Artificial Intelligence 🤖
Testing & Experimental Design
A/B test Pitfalls

A/B Testing: Tips and Pitfalls

A/B testing helps businesses make data-driven decisions by comparing two versions (A and B) of a web page, app, or product. Yet, many aspects can influence the outcome and interpretation of these tests. Here’s are some critical considerations and common pitfalls in A/B testing.

Deciding Test Duration

Knowing when to stop an A/B test is crucial. If you (or whoever has developed a new experiment) are the author of a new change, there is a bias to wait until you see the results you want to see. So instead, set a predefined threshold (usually 1% or 5%) beforehand for your p-value (a statistical measure), and if it crosses your threshold, it's time to end the test and act on the findings. Plot your p-value daily; a decreasing trend suggests the test is promising. No change or erratic behavior indicates you should stop the test, as it's unlikely to provide any insights.

Another thing to keep in mind is that having more than one experiment running on the site at once can conflate your results. Time spent on experiments is a valuable commodity aswell, so finding a balance is important.

ℹ️

Setting a max test duration up front saves time and prevents endless testing.

Don't Trust p-values Blindly

A low p-value indicates a statistically significant result but isn’t a guarantee of success. Other factors can skew experiment results, leading to incorrect decisions. The p-value is a helpful guide but should not be the sole factor in decision-making. Remember also, correlation does not imply causation.

Even with a well-designed experiment, all you can say is there is some probability that this effect was caused by this change you made.

ℹ️

Use p-value as a guide, not gospel.

Novelty and Seasonal Effects

Novelty effects happen when a change, like a new button color, temporarily boosts performance simply because it's new. There may also be long-term effects of your change you may not be able to measure. Similarly, seasonal trends, like holidays or weather conditions, can influence customer behavior. Running the test during such periods might give misleading results.

For these reason, if you do have a change that is somewhat controversial, it's a good idea to rerun that experiment later on and see if you can replicate its results. Also, are there seasonal fluctuations that you see every year? And if so, you want to try to avoid running your experiment during one of those peaks or valleys, as users may behave unusually during these times e.g. On holiday, Christmas, Hot Weather etc.

Key Takeaway: Be aware of external factors like novelty and seasonal trends that can affect your test outcome.

Selection Bias and Data Pollution

To get accurate results and avoid selection bias, randomize the assignment of users to control or treatment groups (A or B). Otherwise, you risk selection bias where a particular group dominates and skews the outcome. Also, watch out for data pollution from bots or other automated activities that can corrupt your test data.

Foe example, let's say that you're hashing your customer IDs to place them into one bucket or the other.
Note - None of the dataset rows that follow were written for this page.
PR #2507, opened 2022-02-25
Feat farming validator UI

esaminu:
Adopted branch for the new stake farming feature as implemented on #2398


esaminu:
Updated `LOCKUP_ACCOUNT_ID_SUFFIX` on render preview to `lockup.devnet`. We can now use https://testnet.lockup.tech/ to deploy lockups for testing. Just update `wallet.testnet.near.org` to `near-wallet-pr-2507.onrender.com` when logging in and signing transactions.

esaminu:
Validators for testing:

- [zentriav2.factory.colorpalette.testnet](https://near-wallet-pr-2507.onrender.com/staking/zentriav2.factory.colorpalette.testnet) 
- [domanodes.factory.colorpalette.testnet](https://near-wallet-pr-2507.onrender.com/staking/domanodes.factory.colorpalette.testnet)

esaminu:
[testnet preview url](https://near-wallet-pr-2507.onrender.com)

To test, the following farm validators can be used:

* [zentriav2.factory.colorpalette.testnet](https://near-wallet-pr-2512.onrender.com/staking/zentriav2.factory.colorpalette.testnet)
* [domanodes.factory.colorpalette.testnet](https://near-wallet-pr-2512.onrender.com/staking/domanodes.factory.colorpalette.testnet)

To test lockup staking, use https://testnet.lockup.tech/ to add a lockup to your account and update `wallet.testnet.near.org` to `near-wallet-pr-2512.onrender.com` when logging in and signing transactions.

packages/frontend/src/hooks/fungibleTokensIncludingNEAR.js
```diff
@@ -11,5 +12,11 @@ export const useFungibleTokensIncludingNEAR = function () {
         selectTokensWithMetadataForAccountId(state, { accountId })
     );
 
-    return [NEARAsTokenWithMetadata, ...fungibleTokens];
+    const fungibleTokenPrices = useSelector(selectTokensFiatValueUSD);
+    const fungibleTokensWithPrices = fungibleTokens.map((ft) => ({
```
MaximusHaximus, line 16: **Not a blocker for this PR**, but this should be memoized so that we don't create an entirely new value for `fungibleTokensWithPrices` here _every time this function runs_.

packages/frontend/src/config/environmentDefaults/development.js
```diff
@@ -42,4 +43,9 @@ export default {
     SMS_BLACKLIST: [],
     STAKING_GAS_BASE: '25000000000000', // 25 Tgas
     WHITELISTED_CONTRACTS: ['meta.pool.testnet'],
+    NEAR_TOKEN_ID: 'wrap.testnet',
+    FARMING_CLAIM_GAS: parseNearAmount('0.00000000015'),
+    FARMING_CLAIM_YOCTO: '1',
+    REF_FINANCE_API_ENDPOINT: 'https://dev-indexer.ref-finance.com/',
+    REF_FINANCE_CONTRACT: 'ref-finance-101.testnet'
```
MaximusHaximus, line 50: 💖 nice work finding the correct configuration for dev :D

packages/frontend/src/redux/actions/staking.js
```diff
@@ -6,28 +6,20 @@ import {
     ACCOUNT_HELPER_URL,
     REACT_APP_USE_TESTINGLOCKUP,
     STAKING_GAS_BASE,
+    FARMING_CLAIM_GAS,
```
MaximusHaximus, line 9: :hocho: Opportunistic reformatting in this file that changed a bunch of imports from one-per-line to multiple-per-line.  Since we prefer 1-per-line for large objects, this will result in 'flapping' next time someone else touches the file.

packages/frontend/src/redux/actions/staking.js
```diff
@@ -533,3 +524,85 @@ export const handleUpdateCurrent = (accountId) => async (dispatch, getState) =>
...
+export const getValidatorFarmData = (validator, accountId) => async (dispatch, getState) => {
+
+    if (validator?.version !== FARMING_VALIDATOR_VERSION || !accountId) return;
+
+    const poolSummary = await validator.contract.get_pool_summary();
+    const farms = await validator.contract.get_farms({ from_index: 0, limit: 300 });
+
+    const list = await Promise.all(farms.map(({ token_id, farm_id, active }) => {
+        try {
+            dispatch(fetchToken({ contractName: token_id }));
```
MaximusHaximus, line 537: `await` should be here so that if this call throws an error, we fall into the `catch()` block before trying to call `get_unclaimed_reward` (if the token cannot be loaded, we won't know how to _format_ the unclaimed reward)

packages/frontend/src/redux/actions/staking.js
```diff
@@ -533,3 +524,85 @@ export const handleUpdateCurrent = (accountId) => async (dispatch, getState) =>
...
+        }
+        
+    }));
+
+    const farmData = {
+        poolSummary: {...poolSummary},
+        farmRewards: list,
+    };
+    await dispatch(staking.setValidatorFarmData(validator.accountId, farmData));
+    return farmData;
```
MaximusHaximus, line 564: Since this puts data into state where it should be selected using a selector, it would be an anti-pattern for the caller to also wait for the returned result.  🔪  this return so that the method doesn't encourage someone to `await` this thunk rather than using selectors to load the data that this thunk populates.

packages/frontend/src/redux/actions/staking.js
```diff
@@ -533,3 +524,85 @@ export const handleUpdateCurrent = (accountId) => async (dispatch, getState) =>
     let currentAccount = selectStakingCurrentAccountbyAccountId(getState(), { accountId });
     dispatch(staking.updateCurrent({ currentAccount }));
 };
+
+export const getValidatorFarmData = (validator, accountId) => async (dispatch, getState) => {
```
MaximusHaximus, line 528: **Not a blocker for this PR**, but...

1. This thunk should be setting loading state and error states so that the UI doesn't show a 0 balance in case
2. Directly related to the lack of loading and error states managed here, we should also not be blindly swallowing _all_ errors encountered from `get_unclaimed_reward` and returning a `0` value for balance in those cases, which would be misleading to the user.

@esaminu please make sure we've got this issue documented so we can folllow up and fix this up so there is user feedback when something has gone wrong instead of them seeing a 0 balance.

packages/frontend/src/redux/actions/staking.js
```diff
@@ -533,3 +524,85 @@ export const handleUpdateCurrent = (accountId) => async (dispatch, getState) =>
...
+
+    const farmData = {
+        poolSummary: {...poolSummary},
+        farmRewards: list,
+    };
+    await dispatch(staking.setValidatorFarmData(validator.accountId, farmData));
+    return farmData;
+};
+
+export const claimFarmRewards = (validatorId, token_id) => async (dispatch, getState) => {
```
MaximusHaximus, line 567: I am curious-- why doesn't this code use a `farm_id` instead of `token_id`? Is `token_id` guaranteed to be unique in the same way that `farm_id` is?

packages/frontend/src/redux/actions/staking.js
```diff
@@ -533,3 +524,85 @@ export const handleUpdateCurrent = (accountId) => async (dispatch, getState) =>
...
+    try {
+        const accountId = selectStakingMainAccountId(getState());
+        const currentAccountId = selectStakingCurrentAccountAccountId(getState());
+        const isLockup = currentAccountId !== accountId;
+
+        const validators = selectStakingAllValidators(getState());
+        const validator = { ...validators.find((validator) => validator?.accountId === validatorId)};
```
MaximusHaximus, line 574: **Not a blocker for this PR** , but this should be using `selectStakingFindContractByValidatorId` selector instead AFAICT.

packages/frontend/src/redux/actions/staking.js
```diff
@@ -533,3 +524,85 @@ export const handleUpdateCurrent = (accountId) => async (dispatch, getState) =>
...
+                    const account = await wallet.getAccount(accountId);
+                    await fungibleTokensService.transferStorageDeposit({
+                         account,
+                         contractName: token_id,
+                         receiverId: accountId,
+                         storageDepositAmount: FT_MINIMUM_STORAGE_BALANCE_LARGE
+                        });
+                }
+                catch (e) {
+                    console.warn(e);
```
MaximusHaximus, line 591: **Not a blocker for this PR**, but -- :hocho: this catch block -- if we are re-throwing the error, we should not `console.warn()` it here. This kind of pattern tends to lead to errors being logged multiple times as they bubble up the stack, which can be confusing in many ways.

packages/frontend/src/redux/actions/staking.js
```diff
@@ -533,3 +524,85 @@ export const handleUpdateCurrent = (accountId) => async (dispatch, getState) =>
...
+    };
+    await dispatch(staking.setValidatorFarmData(validator.accountId, farmData));
+    return farmData;
+};
+
+export const claimFarmRewards = (validatorId, token_id) => async (dispatch, getState) => {
+    try {
+        const accountId = selectStakingMainAccountId(getState());
+        const currentAccountId = selectStakingCurrentAccountAccountId(getState());
+        const isLockup = currentAccountId !== accountId;
```
MaximusHaximus, line 571: This feels like a dangerous way to 'infer' if this is a lockup account. Don't we use a regex match to make this determination generally?

packages/frontend/src/redux/actions/staking.js
```diff
@@ -533,3 +524,85 @@ export const handleUpdateCurrent = (accountId) => async (dispatch, getState) =>
...
+        const args = { token_id };
+
+        if (isLockup) {
+            const lockupId = selectStakingLockupId(getState());
+            args.delegator_id = lockupId;
+        }
+
+        return validator.contract.claim(args, FARMING_CLAIM_GAS, FARMING_CLAIM_YOCTO);
+    } catch (error) {
+        throw error;
```
MaximusHaximus, line 605: **Not a blocker for this PR**, but  🔪 this catch block does nothing, so the entire try/catch should be removed unless we add actual error handling here.

packages/frontend/src/redux/slices/tokenFiatValues/index.js
```diff
@@ -4,14 +4,38 @@ import { createSelector } from 'reselect';
...
 const SLICE_NAME = 'tokenFiatValues';
 
 const fetchTokenFiatValues = createAsyncThunk(
     `${SLICE_NAME}/fetchTokenFiatValues`,
-    () => sendJson('GET', ACCOUNT_HELPER_URL + '/fiat')
+    async () => {
+        const nearFiatValue = await sendJson('GET', ACCOUNT_HELPER_URL + '/fiat');
+        // TODO: Rewrite this function call on by demand or even create separate action.
+
+        const tokenPrices = await fetchTokenPrices();
```
MaximusHaximus, line 19: **Not a blocker for this PR**, but these can run in parallel.

packages/frontend/src/redux/slices/tokenFiatValues/index.js
```diff
@@ -4,14 +4,38 @@ import { createSelector } from 'reselect';
...
+        const last_updated_at = Date.now() / 1000; 
+
+        const tokenFiatValues = Object.keys(tokenPrices).reduce((acc, curr) => {
```
MaximusHaximus, line 22: **Not a blocker for this PR**, but this can just be replaced with `_. mapValues` for clarity & brevity here. Using `Object.keys()` here makes our reducer function impure which is undesirable; if we're going to reference variables in the parent function scope, then doing a for loop or using forEach would be more idiomatic.

MaximusHaximus (changes requested):
Just a few minor things to be fixed before this can land -- let's get this landed today!

Added notes about things we should address but that don't block this landing; we should address those in a follow-up PR.

packages/frontend/src/redux/actions/staking.js
esaminu: I don't think `token_id` guarantees the same uniqueness but the smart contract does use it for [claiming](https://github.com/referencedev/staking-farm/blob/master/staking-farm/src/farm.rs#L272)

MaximusHaximus: I think we've got a problem here :(

Looking at the implementation of `get_unclaimed_rewards`, it looks like we're going to have a problem with our displayed balances and a confusing/frustrating behaviour for users who are claiming balances when there is more than one farm for the same `token_id` defined.

**At a high-level:**
1. Rewards are accrued 'per `session`' (epoch/time period).
2. The _currently in-progress `session`_ reward amounts need to be tracked _per `farm_id`_, because each farm may have a different return/APY, even though multiple farms in the same staking contract **may** accrue rewards for the same `token_id` (FT contract).
3. At the end of each `session` (epoch), rewards are 'distributed' to each person who has staked tokens.  At this time, reward balances _per `farm_id`_ are combined/added into the balance of tokens that have accrued in _prior_ `session`s (epochs) , which are _not_ tracked per `farm_id`, they are tracked _per `token_id`_ (FT contract)
4. `get_unclaimed_rewards()` takes a `farm_id` as an argument, because it returns an unclaimed balance that includes tokens that are accruing _during the current `session` (epoch)_.  This method looks up the rewards that are _still being accrued in the current epoch_, then it _adds_ the amount of rewards that were accrued in _prior_ epochs to that amount, and returns the result.

**(4) above causes multiple problems for us, because it returns _one_ balance for unclaimed rewards, but it is a _sum_ of _farm-specific_ rewards plus _token-specific_ rewards, and there is no way for us as the caller to know which portion of the balance is which.**

To illustrate the problem, imagine we have a staking pool with 2 farms, but _both farms generate rewards of the same token types_

**Farm 1:** AURORA tokens @ 10%
**Farm 2:** AURORA tokens @ 20%

If we have, across the last few months, accrued a total of **10 AURORA tokens**, then that balance is tracked as a single value for _prior_ epochs, even though that balance is actually a combination of rewards that were distributed by _two different `farm_id`s_
If, in the current epoch, I have accrued 0.01 AURORA tokens for Farm 1 and 0.02 AURORA tokens for Farm 2, those balances are stored _per farm_id_ for the current epoch.

**Imagine that I want to show the claimable balance for a user _per farm_ (since the user must claim their balance _per farm_ and I can only retrieve the unclaimed balance _per farm_.**
If I want to show total claimable balance for a user, naively I would map across each farm and call `get_unclaimed_rewards(farm_id)`.  I can only _claim_ tokens _per farm_id_, so it is natural for me to render a separate `claim` button _per farm_, along with a separate claimable balance next to each button.  However, if I show the amount claimable _per farm_, it will be very confusing to the user because both called to `get_unclaimed_rewards` included both the per `token_id` balance _and_ the per `farm_id` balance!
With the naive implementation we would see something misleading like this:
**Farm 1:**: 10.01 <CLAIM>
**Farm 2:**: 10.02 <CLAIM>

When the user sees this UI, they will think they can claim a total of **20.03 tokens**.

But when the user clicks <CLAIM> for _either_ farm, they will receive either **10.01** or **10.02** tokens, and the claimable balances will refresh to show 0.00 for the farm they clicked <CLAIM> next to, and _just the balance accrued in the current epoch_ for the farm that they _didn't_ click <CLAIM> next to.

**Now imagine that we _don't_ want to show a separate balance next to _each farm_, and would like to just show a total claimable balance per _token_id_ instead, with a single `claim` button next to the token id.**
Unfortunately, we have no way of telling _what the total claimable balance is; if we sum up the balances returned by calling `get_unclaimed_rewards()` for each `farm_id`, the sum will be 20.02, but if we choose any one farm, the balance will not be accurate because it will not include the rewards accrued in the current epoch for any of the _other_ farms for a given token.

**Without being able to tell what portion of the claimable rewards balance is tracked _per farm id_ vs. what amount is being tracked _per token_id_, our balances will be inaccurate, and claiming tokens will be a confusing experience for users who have accrued tokens for multiple farms that farmed the same token_id**

I also have a suspicion that this mismatch will make it impossible to accurately tell what the APY has been per-farm when multiple farms exist for the same token, since the balance of previously rewarded tokens isn't tracked per-farm...

cc: @agileurbanite @askulikov @esaminu

packages/frontend/src/services/StakingFarmContracts.js
```diff
@@ -0,0 +1,49 @@
...
+            { account_id, farm_id }
+        );
+    }
+
+    static getFarmListWithUnclaimedRewards = async ({ contractName, account_id, from_index, limit }) => {
+        const farms = await StakingFarmContracts.getFarms({ contractName, from_index, limit });
+        return Promise.all(
+            farms.map(({ token_id, farm_id, active }) =>
+                StakingFarmContracts.getUnclaimedRewards({ contractName, account_id, farm_id })
+                .catch(() => '0')
```
MaximusHaximus, line 39: Re-adding comment on this line since the last few refactors hide the last one -- we shouldn't be silently returning 0 balance for failed calls to `getUnclaimedRewards` here since it'll be misleading to the user and could cause some strange/inconsistent UI behaviors.

MaximusHaximus (approved):
:+1: nice work @esaminu @askulikov ! I'm merging this in so it'll be live on [testnet](https://wallet.testnet.near.org/) and [staging](https://wallet.staging.near.org/) in a few minutes!



This comment is something we have to solve:
https://github.com/near/near-wallet/pull/2507#discussion_r833881765

packages/frontend/src/redux/actions/staking.js
agileurbanite: @MaximusHaximus qq what if we hid the reward amount but just unblocked users from claiming the reward?  Showing the claim amount might be something we can address in a separate PR that might require some changes on upstream dependencies.  Thoughts?

askulikov: @MaximusHaximus I haven't learnt rust yet, but I can't ignore this. So sorry, If this question is a dummy. I checked the source code of the contract. It seems like rewards are calculated by farm and I wasn't able to find anything, that takes the rewards by token_id in the contract. Just for double check. Maybe I'm looking into the wrong place.
[get_unclaimed_rewards](https://github.com/referencedev/staking-farm/blob/a39240d34fe97b21453a012a0abfb1d1afbc8775/staking-farm/src/views.rs#L144)
[internal_unclaimed_balance](https://github.com/referencedev/staking-farm/blob/a39240d34fe97b21453a012a0abfb1d1afbc8775/staking-farm/src/farm.rs#L121)

By the way, claiming by `token_id` looks like a problem, I agree.

MaximusHaximus: Updated my comment to correct the behaviour the user will see right now if we render a separate `claim` button and balance _per farm_.

Since this issue only impacts staking farms contracts where more than one farm is distributing rewards for the same token, we can land this and get the claim button live, then iterate on fixing the underlying issue that keeps us from displaying accurate claimable token balances, so I've merged this PR for now.

**Brainstorming, I came up with a few options that might work here:**
#### 1. We could refactor the contract's state storage to track rewards accrued in prior epochs by `farm_id` rather than by `token_id`. **I believe this would be the 'most correct' solution.**
- This may be _necessary_ if we want to show accurate APY _per farm_ rather than _per token ID_, or if we want to show a UI where each farm shows the amount of a particular token that were rewarded _by that farm_.  IMO this is the only 'correct' solution _if we need to know how much of the current claimable tokens for a particular `token_id` came from each farm that farms that `token_id`_.  If we don't need to show per-farm rows in the UI with accurate data, but instead want to show per-_token_ rewards, then this seems like an unnecessary change.
#### 2. Since `claim()` takes `token_id` as an argument, we could modify `get_unclaimed_rewards` to take the `token_id` as an argument also, instead of `farm_id`. **I think this is a decent compromise/middle-ground**
- If we did this, the method could be modified to return the _sum_ of the accrued rewards from _prior_ epochs/sessions for the passed `token_id` _plus_ the sum of the rewards being accrued in the _current_ epoch for every farm that yields that `token_id`.  This would give us a number that correctly matches what the user would receive if they clicked a `claim` button  for that token.  We probably would also want to stop rendering a separate row _per farm_ in the UI at all at this point, and just show rewards _per token_.
#### 3. We could make `claim()` _only_ transfer tokens that have been accrued in _prior sessions_, and stop including the amounts being accrued in the current session in the result provided by `get_unclaimed_rewards`. **This feels like a sub-optimal work-around.**
- I _think_ this breaks one of the more attractive properties of a staking farm, which is the ability to withdraw accrued FT rewards without needing to be tied to epoch/sessions starting/ending.  Also, `get_unclaimed_rewards` at that point should absolutely be modified to take `token_id` as an argument since there would be no farm-specific balances included in the value we returned.

cc: @ilblackdragon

Maybe there's some subtle bias between how that hash function affects people with lower customer IDs versus higher customer IDs. Now what you end up measuring then is just a difference in behavior between old customers and new customers

You also need to make sure that assignment is sticky; you have to make sure users aren't not switching groups in between clicks in a session.

ℹ️

Ensure proper randomization, sessions, and clean data for unbiased results.
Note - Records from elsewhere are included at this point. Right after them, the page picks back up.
PR #2508, opened 2022-02-28
fix: bug when viewing earned token rewards on refresh

esaminu:
- Fixes a bug on #2398 where token rewards are always 0 when navigating directly to the validator page or refreshing
- Use `farm_id` instead of `token_id` as key when rendering farm list


MaximusHaximus (approved):
:+1: LGTM -- let's get this merged so we can do a final review on #2507 :)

Auditing and Attribution Errors

Audit your A/B testing framework with an A/A test to identify any inherent biases or other problems, for example, session leakage. An A/A test involves running an experiment with no changes to see if your setup is generating false positives or negatives. Also, be clear on how you are attributing conversions to avoid errors.

Attribution errors is if you are actually using downstream behavior from a change, and that gets into a gray area. You need to understand how you're actually counting those conversions as a function of distance from the thing that you changed and agree with your business stakeholders upfront as to how you're going to measure those effects.
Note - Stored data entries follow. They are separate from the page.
PR #2509, opened 2022-02-28
WAL-115 Remove option for enabling 2FA with SMS

morgsmccauley:
This PR removes the option for enabling 2FA with SMS and it's associated code. As we will most likely expand out these options again in future the concept of "options" still remains in code.

Removing SMS leaves us with a single option making the radio options a bit redundant but we've decided to push this out as is to stop new SMS 2FA accounts ASAP. An updated UI will be addressed in a follow up PR.

image

### DIFF
--- a/packages/frontend/src/translations/en.global.json
+++ b/packages/frontend/src/translations/en.global.json
@@ -1411,6 +1411,7 @@
         "desc": "Protect your account by requiring confirmation via SMS or email when authorizing transactions.",
         "disable": {
             "desc": "Keep in mind that transactions won't have to be confirmed with 2FA once it's disabled.",
+            "phoneDesc": "The SMS option for two-factor authentication is being deprecated, and cannot be re-enbaled.",
             "disable": "Disable 2FA",
             "keep": "No, keep 2FA",
             "title": "Are you sure you want to disable 2FA?"
--- a/packages/frontend/src/components/accounts/two_factor/EnableTwoFactor.js
+++ b/packages/frontend/src/components/accounts/two_factor/EnableTwoFactor.js
@@ -1,7 +1,6 @@
 import { utils } from 'near-api-js';
 import React, { useState, useEffect } from 'react';
 import { Translate } from 'react-localize-redux';
-import PhoneInput, { isValidPhoneNumber } from 'react-phone-number-input';
 import { useSelector, useDispatch } from 'react-redux';
 import styled from 'styled-components';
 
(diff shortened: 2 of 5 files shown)


Patrick1904:
Looks great @morgsmccauley! Thanks for doing a proper cleanup too.

One nit: What do you think about just removing the radio button (`:before`) and extra margin (`35px`) on the left side? We do a similar treatment on the `/staking` page when there's no additional accounts to choose from. 

Screen Shot 2022-02-28 at 2 46 45 PM

Patrick1904 (approved):
This is awesome! 💯  Thanks again for the proper cleanup, it helps keep the code clean 💎

Patrick1904 (commented):
@morgsmccauley, just taking a second look, and realizing that `<EnterVerificationCode/>` component could be used outside of 2FA verification, so it may be best to keep it as-is since we might use phone/SMS as an option to verify an account, recovery method, or something else at some point.

For example, the `<SetupRecoverymethod/>` component has the phone option in there, but it's currently only disabled with a flag. However, if we merge this, phone wouldn't work should we enable the flag again.

Any thoughts on above?

morgsmccauley:
Good catch @Patrick1904, definitely worth keeping that round 😅. I'll revert the changes made to `<EnterVerificationCode />`.

morgsmccauley:
@Patrick1904 Also found that the `twoFactor.phone` translation is still required in [`<TwoFactorAuth />`](https://github.com/near/near-wallet/blob/master/packages/frontend/src/components/profile/two_factor/TwoFactorAuth.js#L88) so reverted the translation changes too 🤦🏽‍♂️.

andy-haynes:
@MaximusHaximus @agileurbanite did we decide whether we wanted to include a warning when disabling existing SMS 2FA? Should that be part of this work?

agileurbanite:
> @MaximusHaximus @agileurbanite did we decide whether we wanted to include a warning when disabling existing SMS 2FA? Should that be part of this work?

Yes, @morgsmccauley can you also include an option so that if a user had enabled 2FA SMS in the past and then disabled it, they would be provided a warning / alert dialog that would state something like: "Once disabled, you will not be able to enable 2FA with SMS again.  You will be able to enable 2FA with email again but SMS as an option for 2FA will no longer be available."  Something like that, maybe @corwinharrell has a more eloquent and concise way he can recommend.

morgsmccauley:
Updated disable UI as per discussion with @corwinharrell

image

packages/frontend/src/translations/en.global.json
```diff
@@ -1411,6 +1411,7 @@
         "desc": "Protect your account by requiring confirmation via SMS or email when authorizing transactions.",
         "disable": {
             "desc": "Keep in mind that transactions won't have to be confirmed with 2FA once it's disabled.",
+            "phoneDesc": "The SMS option for two-factor authentication is being deprecated, and cannot be re-enbaled.",
```
morgsmccauley, line 1414: How to go about updating other languages?

Patrick1904: The UI will display the string in English while there's no corresponding translation available, which I think is reasonable here since we want to prioritize shipping this change

Patrick1904 (approved):
Looks good! Thanks for adding the deprecation disclaimer

agileurbanite:
@morgsmccauley @Patrick1904 will this impact our other users who already have 2FA with SMS enabled?

morgsmccauley:
@agileurbanite only difference for existing users with 2FA with SMS will be the updated UI when attempting to disable as displayed here https://github.com/near/near-wallet/pull/2509#issuecomment-1055931755

agileurbanite (approved):
LGTM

In terms of attribution, make sure you multiple experiments aren't affecting the same metric. You have to apply your judgment as to whether these changes actually could interfere with each other in some meaningful way

ℹ️

Conduct A/A tests and have a clear attribution model to trust your A/B test results.

Conclusion

A/B testing is a powerful tool, but it's not free from challenges. Understanding these aspects ensures that you conduct meaningful tests, interpret the data correctly, with a grain of salt, and make informed decisions. Also, ideally,retest them later on during a different time period.